Pleased to see the fatman, he comes in different flavours


Roasted chicken flavour it was. This a particular brand is Korean, but it’s possibly been made in China, re-packed and pushed out the door by the marketing people at Orion. Compared with Korea, China has so many more flavours; spring onion, pork, and of course, roasted chicken. Why the difference in selection? Do the Chinese have greater preferences in flavours or are the Koreans eaters of snack foods just fussy?

So how do they taste?

Crispy, but will it pass the mouth test?


I was actually a bit surprised to see it. Previously in the day, I had tasted some of my daughters cheese flavoured snacks, and knew that I wanted some adult cheese flavoured snacks. There are five tastes your tongue can register. Umami, characterised by Japanese scientists in 1985, is the latest. These are kim-chi flavoured chips. I can imagine them being salty, spicy with a bit of sourness thrown in. I’m intrigued. I think I’ll try some the next time I pass the shop.

Beer? The answer is always more beer.

When I happened upon this fantastic mound of beer bottles I was quite surprised. On examination they were all empities, and stacked at least 3 meters tall and about 5 or 6 meters long. Though in Chinese new year they tend to let off a lot of fireworks. So much so, that in recent years there have been restrictions due to the amount of smog the gunpowder produces. However, the other side of CNY is socialization and get-togethers. This results in the consumption of beer. The end result is what you see here.

“Only mussels and chips” oh, the humanity!

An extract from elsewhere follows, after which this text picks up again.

PR #37, opened 2019-03-12
Add cleanup-on-success option to repackager

jeremyh:
- Adds a `--clean-inputs` option which removes the original input dataset after successful recompress. (needed to avoid doubling the disk usage)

It wasn’t the name of the cafe that was interesting, but they had mussels on offer for lunch. I found out the name later when I paid up at the till. I ordered a Leffe brune beer while my other half had a Leffe Blonde. Both enjoyable with the accompanying food; a sampling of grilled mussels and steamed mussels (pdf). Sometime later, both of us were a stuffed, as my order of mussels came with chips, and we were all getting on a bit on the soused side. The real tragedy in all of this? There was so much of one dish to eat we didn’t finish any of either dish. Though my wife did later have a hankering for steamed mussels. Getting on the piss will do that to you.

Oh, the humanity!

When push, comes to custard

Custard, some people have brains made of it. Mine turns to custard after 24 hours of jet-travel induced non-sleep. But, in this case, I’d bought a packet of Edmonds Custard powder, for make up and consumption later. In hindsight, it was a bit of a dumb move. Where I’m moving to in China, they make egg custard. But this one, is sweet, flavoured with vanilla and is sometimes eaten with ice-cream. As an alternative, I could make it by hand. Nah.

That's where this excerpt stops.